Safety and data ‘top priorities’
Addressing the very obvious elephant in the room, Morgunov says that ensuring therapeutic safety is even more important for companies operating in special economic zones.
“Any adverse event here could set back not only us, but the entire longevity field,” he says. “That’s why we are beginning with therapies that already have long safety records in patients, and then adapt them for healthy individuals.”
In addition, Morgunov stressed that collecting data on healthy individuals is a “top priority” for the company.
“There’s a lack of real-world interventional data in longevity – and even AI can’t help us without it,” he says. “We’re offering patients discounts if they return for follow-up measurements, and we plan to implement placebo-controlled protocols as well. My expectation is that 10–20% of patients will actively contribute to data collection.”
Next step: combining therapies
The next key step for Unlimited Bio is to offer a muscle-growth follistatin gene therapy, which it then plans to combine with its VEGF treatment in a clinical trial targeting people aged 45 and older.

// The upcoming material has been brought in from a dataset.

PR #313, opened 2020-06-25
Fix #239: Timed out waiting for debugger to spawn

### LINKED ISSUE #239: Timed out waiting for debugger to spawn
Hello
I'm using the debugger with python and it gives me this wired message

“This would be the first gene therapy combo trial in Prospera, and we hope that recruitment will begin soon,” says Morgunov. “Longer term, in addition to AAV Follistatin, we plan to develop AAV-based Klotho and BDNF therapies, but we’re modality-agnostic, so we’re open to different preventive approaches, not just gene therapies. We’re aiming to impact physical, cognitive, and immune function, as well as aesthetics.”
Ultimately, the complex nature of aging means that Morgunov doesn’t believe any single approach can ever “solve” it on its own.
“However, I do believe we can build a minimum viable product for aging therapies: a safe, effective cocktail of multiple interventions that produces a clear, visible impact,” he says. “Our goal is to create an ‘aha moment’ for humanity – like ChatGPT did for AI, or Ozempic did for biohacking. Once people see it’s possible to slow or reverse aspects of aging, governments and corporations will enter the race, accelerating progress even further.”